Task prompt:
In the material below, some lines carry "that". Copy each such line.

:: Available data ::

PR #322, opened 2024-10-30
Remove preAllocatedTensor from getFrameAtIndex

NicolasHug:
This is a small clean-up that I forgot to do in https://github.com/pytorch/torchcodec/pull/317

`getFrameAtIndex()` was / is never called with its optional `preAllocatedTensorOutput` parameter, so this PR removes it. This makes `getFrameAtIndex()` consistent with the other high-level entry-points, which do not accept `preAllocatedTensorOutput` either.

In the future, we'll probably want to put back this parameter for users to pass their own pre-allocated tensors, but we should add that consistently across all entry-points.

### DIFF
--- a/src/torchcodec/decoders/_core/VideoDecoder.h
+++ b/src/torchcodec/decoders/_core/VideoDecoder.h
@@ -227,8 +227,7 @@ class VideoDecoder {
 
   DecodedOutput getFrameAtIndex(
       int streamIndex,
-      int64_t frameIndex,
-      std::optional<torch::Tensor> preAllocatedOutputTensor = std::nullopt);
+      int64_t frameIndex);
   struct BatchDecodedOutput {
     torch::Tensor frames;
     torch::Tensor ptsSeconds;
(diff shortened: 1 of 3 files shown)


src/torchcodec/decoders/_core/VideoDecoder.h
```diff
@@ -225,7 +225,8 @@ class VideoDecoder {
   // seconds=5.999, etc.
   DecodedOutput getFramePlayedAtTimestampNoDemux(double seconds);
 
-  DecodedOutput getFrameAtIndex(
+  DecodedOutput getFrameAtIndex(int streamIndex, int64_t frameIndex);
+  DecodedOutput getFrameAtIndexInternal(
```
NicolasHug, line 229: I had to move this one back to public unfortunately, because we must now rely on this one for our C++ tests. Eventually once we accept pre-allocated tensors in all high-level entrypoints, we'll be able to move it back to private.

scotts: We could also use the [friend](https://en.cppreference.com/w/cpp/language/friend) declaration, but I'd prefer not to even mention the testing class in the implementation. I think this is fine.

ahmadsharif1 (approved):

:::

Output of the task:
This is a small clean-up that I forgot to do in https://github.com/pytorch/torchcodec/pull/317
In the future, we'll probably want to put back this parameter for users to pass their own pre-allocated tensors, but we should add that consistently across all entry-points.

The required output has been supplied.